The memory arrangement that seems to make sense for today's programming is to allocate FARs in a heap. This removes the rigid fifo execution order imposed by a stack.

Considering this further, we'd want to be able to allocate all of the temporary objects required by a function in its FAR. So each FAR becomes its own little heap too. When the function terminates, the entire FAR could be reclaimed as one unit. This stands as an alternative to the ephemeral garbage collection schemes that focus on reclaiming short-lived objects quickly. And I wonder if this scheme might be somewhat more efficient since temporary objects for functions that last a longer time would still collected en-masse when the function finally terminates.

Bringing it all Together

So what we want is:

to be able to read persistent clumps of objects (already in their own little heap) into memory, i.e., into some broader "big heap"
to be able to allocate and reclaim little FAR heaps within this "big heap"
to be able to still support a "global heap" for objects whose lifetimes are neither persistent nor tied to any particular FAR.

What we must provide, somehow, to the underlying system in order to get this is a specification, at each object creation, of the "little heap" (persistent, global, or FAR) that the new object should be placed in. How this might be done (how much can be determined automatically by the compiler and what extra declarations would be required) is the main focus of this research project.

Pages as Heaps

Physical Pages

So we've seen the need for "little heaps" and for a "big heap" to hold the little heaps. We'll do this by breaking the little heaps into an integral number of fixed-sized physical pages. These physical pages can then be easily and efficiently managed within the "big heap" since they are all the same size. Matching this physical page size to the page size for Intel x86 processors gives us a physical page size of 4K bytes.

Not only are fixed-sized physical pages nice for managing RAM memory, but they are also nice for managing disk memory. In fact, current file systems already use various schemes of allocating integral numbers of fixed sized disk pages to files.

So our "big heap" ends up just being a free list of physical pages. We'll need one page manager for all of RAM memory. And we could have additional page managers for disk memory. (I'd call these "partitions" rather than "file systems", since persistent hash tables would provide the disk directory and inode functions of file systems leaving just the free page management). (Also note that MiniMe doesn't do its own disk page management, this was done to simplify the language).

The various kinds of physical pages (e.g., persistent, overflow, far) are defined in mem_pages.h.

Logical Pages as Heaps

A "little heap", then, is a series of one or more physical pages that are linked together to form a "logical page". From here on, we'll use the term "logical page" rather than "little heap".
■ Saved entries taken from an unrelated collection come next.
PR #2467, opened 2022-03-04
Make jQuery ajax request for autocomplete cacheable

lumnn:
I've noticed on my magento installation 2.4.3 search requests are appended with `&_=[timestamp]` which makes requests slower than they could be.

[jQuery ajax documentation](https://api.jquery.com/jquery.ajax/#jQuery-ajax-settings) mentions a `cache` option for ajax calls, which controls this behaviour.

The ajax() funtction is called without `cache` parameter making it work kind of automatically as documentation says.
I'm not sure how that exactly is resolving to false - I guess it may be considering dataType beeing 'jsonp' or 'script'. Therefore, in this PR I'm adding a `cache: true` option to make sure the timestamp is not appended as well as I'm setting `dataType: 'json'` to make sure jQuery expects 'json' which is what is beeing returned.

This PR also adds extra space for style purposes.

Lastly here's a comparasion on my local machine with large database of products before and after changes:

With cache timestamp:

Screenshot from 2022-03-04 12-54-42

Without cache timestamp:

Screenshot from 2022-03-04 12-55-16

### DIFF
--- a/src/module-elasticsuite-core/view/frontend/web/js/form-mini.js
+++ b/src/module-elasticsuite-core/view/frontend/web/js/form-mini.js
@@ -239,7 +239,9 @@ define([
                 this.currentRequest = $.ajax({
                     method: "GET",
                     url: this.options.url,
-                    data:{q: value},
+                    cache: true,
+                    dataType: 'json',
+                    data: {q: value},
                     // This function will ensure proper killing of the last Ajax call.
                     // In order to prevent requests of an old request to pop up later and replace results.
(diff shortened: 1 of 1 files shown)


romainruaud:
Hi @lumnn 

I'm not sure we should merge this "as is".

Adding caching capabilities on autocomplete results is fine for me, but it would imply also to add a proper clean-cache mechanism for them, as it's done by Magento for the catalogsearch result pages.

regards

PR #2500, opened 2022-03-30
Fixes #2490, replacing retrieving queryId instead queryText

### LINKED ISSUE #2490: Optimizers: Are Search Terms Case Sensitive?
When creating a new optimizer for the term "Straw", if I use the "Preview Search" of an optimizer and place the term "straw" into the preview engine it does not result in the same result.  Should I expect this field to be case-sensitive? 

I created a messy ticket about this: https://github.com/Smile-SA/elasticsuite/issues/2456 but I think a Question would be a first start on half of the issue.  

Ex :
- I cannot figure how [...]
- Is ElasticSuite able to [...]

**Additional context**
Add any other context or screenshots about your question here.

vahonc:


vahonc:
Done. But now we have warnings for the PHPUnit section..

romainruaud:
Yes, in the PHPUnit test we instantiate the Preview object, so if you added a parameter to the constructor, you have to also add it on the test when we create the object.

https://github.com/Smile-SA/elasticsuite/blob/2.10.x/src/module-elasticsuite-catalog-optimizer/Test/Unit/Model/Optimizer/PreviewTest.php#L90

Here you have to create a mock for Search Context (like for other parameters), and inject it into the Preview Object that we are testing.

Then we'll be able to see if the legacy unit tests are still passing or if we need to adapt something.

Regards

Issue #2494, opened 2022-03-18
Magento 2.4.4 compatibility


romainruaud:
Magento 2.4.4 will be live at the end of April.

Actually, we only "build" the 2.10.x branch against beta builds of Magento, and everything goes well.

However, we now need to enter the last stage of testing it, by going through all the Elasticsuite related screens in the back-office on a 2.4.4 version of Magento to check everything is operating normally.

@vahonc as soon as other priority tasks are done, you can engage some time on this one.

Regards

vahonc:
It seems that on Magento 2.4.4 we are not able to create New Optimizers because this page is broken.

![Screenshot from 2022-04-07 10-18-40](https://user-images.githubusercontent.com/67791361/162152962-854025db-12f1-404c-b236-5e10ab1d7601.png)

We can't add any Rule conditions for Optimizer and Boost value (%) slider from the Boost & Bury section for Constant Model is also broken.

In Console I see errors: [ERROR] Failed to load the "..." component.

I'll try to dig into this.

romainruaud:
![image](https://user-images.githubusercontent.com/15340849/162155950-c9510565-907c-4ce4-9f47-caf3b014b022.png)

This file was here on Magento 2.4.3 (and since the inception).

https://github.com/magento/magento2/blob/2.4.3/lib/web/MutationObserver.js

It's missing in 2.4.4 (probably they removed it ...) : 

https://github.com/magento/magento2/tree/2.4-develop/lib/web

vahonc:
Yes, according to Magento 2.4.4 Release Notes the jQuery UI has been upgraded to the latest version (v1.13.0). And some jQuery components for the v1.10.0 version have been removed. Therefore many pages where we use these old components could be broken.

romainruaud:
https://community.magento.com/t5/Magento-DevBlog/Technical-platform-changes-to-expect-in-Adobe-Commerce-2-4-4/ba-p/485506

Built-in JS libraries 

Upgrade of jQuery, TinyMCE, knockout and underscore library. 
**Removal of Modernizr, es6-collections, FormData.js & MutationObserver.js library** 

Thank you Adobe... once again, nice backward compatibility for a minor release.

romainruaud:
I think we can re-add the MutationObserver.js library, probably in the ElasticsuiteCatalogRule module since it's used both by virtual categories and optimizers.

[...]

PR #2516, opened 2022-04-07
2.4.4 Support (#2494) - Adding base OpenSearch compatibility checks

chris-brabender:
Adds checks to version comparison functions to support 1.x versioning for OpenSearch to help with 2.4.4 Compatibility - https://github.com/Smile-SA/elasticsuite/issues/2494

Follows some guidelines outlined here - https://github.com/opensearch-project/OpenSearch/issues/693

Checks for a distribution variable in version info returned by search service.

### DIFF
--- a/src/module-elasticsuite-core/Cluster/ClusterInfo.php
+++ b/src/module-elasticsuite-core/Cluster/ClusterInfo.php
@@ -36,6 +36,11 @@ class ClusterInfo implements ClusterInfoInterface
     private $serverVersion;
 
     /**
+     * @var string
+     */
+    private $serverDistribution;
+
+    /**
      * Constructor.
      *
      * @param \Smile\ElasticsuiteCore\Api\Client\ClientInterface $client ElasticSearch client.
--- a/src/module-elasticsuite-core/Cluster/ClusterInfo.php
+++ b/src/module-elasticsuite-core/Cluster/ClusterInfo.php
@@ -56,4 +56,16 @@ class ClusterInfo implements ClusterInfoInterface
 
         return $this->serverVersion;
     }
+
+    /**
+     * {@inheritDoc}
+     */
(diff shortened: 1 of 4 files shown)


src/module-elasticsuite-core/Cluster/ClusterInfo.php
```diff
@@ -56,4 +56,16 @@ public function getServerVersion()
 
         return $this->serverVersion;
     }
+
+    /**
+     * {@inheritDoc}
+     */
+    public function getServerDistribution()
+    {
+        if ($this->serverDistribution === null) {
```
romainruaud, line 65: Can you declare this property ? Build is failing with PHP 7.4 and I think that's because it's less permissive with undeclared variable. For now we still hope our next minor would be compatible will also Magento 2.4.3.

romainruaud (changes requested):

src/module-elasticsuite-core/Cluster/ClusterInfo.php
romainruaud: Notice: Undefined property: Smile\ElasticsuiteCore\Cluster\ClusterInfo::$se  
  rverDistribution in /var/www/magento/vendor/smile/elasticsuite/src/module-e  
  lasticsuite-core/Cluster/ClusterInfo.php on line 65

romainruaud:
Hi @chris-brabender, many many thanks for taking some time to contribute this, this saves us a lot of time. There is just one minor thing to change on this one and I think we'll be good.

regards

src/module-elasticsuite-core/Cluster/ClusterInfo.php
chris-brabender: Eesh sorry about that, I had it in my main test env but forgot for this PR, added now.

PR #3849, opened 2026-05-20
[Tracker] Add defer true to tracker script

vahonc:


rbayet:
Cannot work as is

- the link tag ensures that the tracking.js script is loaded after the DOM is loaded : :heavy_check_mark: 
- but the `<script>` tag that is in the `<head>` and which initializes the `smileTracker` object is executed immediately

It will throw a silent (because of the `try / catch`) error and the tag will never be sent.
If you comment the try / catch structure in `magento/vendor/smile/elasticsuite/src/module-elasticsuite-tracker/view/frontend/templates/config.phtml` 
```
    $scriptString = "\n";
    // $scriptString .= "try{";
    $scriptString .= "smileTracker.setConfig({";
    $scriptString .= "beaconUrl:'{$beaconUrl}',";
    $scriptString .= "telemetryUrl:'{$telemetryUrl}',";
    $scriptString .= "telemetryEnabled:'{$telemetryEnabled}',";
    $scriptString .= "sessionConfig:{$sessionConfig},";
    $scriptString .= "{$trackerApiConfig}";
    $scriptString .= "});";
    $scriptString .= "smileTracker.addPageVar('store_id','{$storeId}');";
    $scriptString .= "require(['{$userConsentScript}'],function(userConsent){";
    $scriptString .= "if(userConsent({$userConsentConfig})){";
    $scriptString .= "smileTracker.sendTag();";
    $scriptString .= "}";
    $scriptString .= "});";
    // $scriptString .= "}catch(err){;}\n";

    echo /* @noEscape */ $secureRenderer->renderTag('script', [], $scriptString, false);
```
you will be able to see the error in the browser console 
```
Uncaught ReferenceError: smileTracker is not defined
    <anonymous> https://ee245p9.docker.localhost/en/women/tops-women/jackets-women.html:39
[jackets-women.html:39:1](https://ee245p9.docker.localhost/en/women/tops-women/jackets-women.html)
    <anonyme> https://ee245p9.docker.localhost/en/women/tops-women/jackets-women.html:39
```

So since the link + script are supposed to be executed in a consecutive manner, either
- both are supposed to be blocking in the head
- or both are supposed to be executed after the DOM

The issue is that it seems that the `defer` attribute is only supposed to be supported for `script` tag with a `src` attribute, ie remote scripts (and not inline scripts).

rbayet (changes requested):
See detailed comment above

rbayet:
@vahonc possible solution : https://dev.to/k4ml/inline-script-defer-4dkf + https://developer.mozilla.org/en-US/docs/Web/HTML/Reference/Elements/script#defer ?

See also https://gist.github.com/jakub-g/385ee6b41085303a53ad92c7c8afd7a6

I must admit that considering the risks, I would fancy having theses changes as configurable.

rbayet:
Let's put that on the back burner for now.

These logical pages can easily grow by allocating additional physical pages as needed. Note that the physical pages that make up a single logical page are not necessarily contiguous in memory (or on disk).

Object Lifetime and Pointer Assignment

We've seen that there are going to be many logical pages in memory, each acting as its own little heap. These pages (and the objects on these pages) have widely different lifetimes from persistent pages that live forever to FAR pages that only last microseconds and everything in between.

We've already said that persistent objects on one logical page can not directly point to persistent objects on another logical page (but must use symbolic links instead). It is now time to generalize and formalize the restrictions for pointer use between objects.

A direct pointer from object 'Source' to object 'Destination' is only allowed when:

the lifetime of the Destination object is greater than the lifetime of the Source object, or
both the Source and Destination objects are on the same logical page.

In order to track and enforce this, each logical page is assigned a number indicating its relative lifetime. These lifetime numbers are checked during pointer assignment to catch any violations of the above rule. The greater the number, the shorter the lifetime of the page:

0 - is used for 'nil' and for all symbols because they can be placed safely on any page.
1 - is used for all persistent pages.
2 - is used for the global heap (which is one huge logical page).
3+ - is used for FAR pages, with the number being incremented for each function call level.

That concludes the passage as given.